PR #56, opened 2019-06-16
Wildmenu -> pmenu events MVP

vhakulinen:
Just throwing this here for now.


smolck:
Should this be merged before we work on #57? (And if so, what further work needs to be done here, if any?)

vhakulinen:
Maybe. This requires nvim 0.4.0 which is not released yet, while ext_messages API exists on version 0.3.

bfredl:
`ext_messages` is on master only and not in 0.3.x

vhakulinen:
Oh, that's right.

What this task involves | A single number is expected: how many lines in the material above contain the word "here".

Completed task | 2